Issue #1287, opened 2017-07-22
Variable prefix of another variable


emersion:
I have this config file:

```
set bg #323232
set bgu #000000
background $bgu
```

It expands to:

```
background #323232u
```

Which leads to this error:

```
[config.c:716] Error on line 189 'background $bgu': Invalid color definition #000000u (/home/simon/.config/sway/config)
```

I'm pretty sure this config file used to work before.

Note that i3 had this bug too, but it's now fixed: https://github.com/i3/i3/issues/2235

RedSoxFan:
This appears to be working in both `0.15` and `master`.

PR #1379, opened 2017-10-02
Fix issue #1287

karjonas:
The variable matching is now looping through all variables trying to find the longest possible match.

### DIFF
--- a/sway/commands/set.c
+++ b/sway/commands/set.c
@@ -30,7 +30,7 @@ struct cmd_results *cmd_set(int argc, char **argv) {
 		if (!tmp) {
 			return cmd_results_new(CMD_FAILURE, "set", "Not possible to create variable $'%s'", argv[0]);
────────
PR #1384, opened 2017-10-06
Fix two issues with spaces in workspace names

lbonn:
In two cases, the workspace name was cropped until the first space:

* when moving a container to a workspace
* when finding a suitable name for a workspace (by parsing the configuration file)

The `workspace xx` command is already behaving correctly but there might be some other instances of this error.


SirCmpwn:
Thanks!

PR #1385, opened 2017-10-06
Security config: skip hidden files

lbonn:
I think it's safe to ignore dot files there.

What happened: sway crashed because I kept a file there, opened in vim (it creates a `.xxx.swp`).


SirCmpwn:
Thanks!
────────
● What you will do
Set down exactly the lines of the data above, beginning with the line that has "Note that i3" and ending with the line that has "possible to create", and no others.

● The answer
Note that i3 had this bug too, but it's now fixed: https://github.com/i3/i3/issues/2235

RedSoxFan:
This appears to be working in both `0.15` and `master`.

PR #1379, opened 2017-10-02
Fix issue #1287

karjonas:
The variable matching is now looping through all variables trying to find the longest possible match.

### DIFF
--- a/sway/commands/set.c
+++ b/sway/commands/set.c
@@ -30,7 +30,7 @@ struct cmd_results *cmd_set(int argc, char **argv) {
 		if (!tmp) {
 			return cmd_results_new(CMD_FAILURE, "set", "Not possible to create variable $'%s'", argv[0]);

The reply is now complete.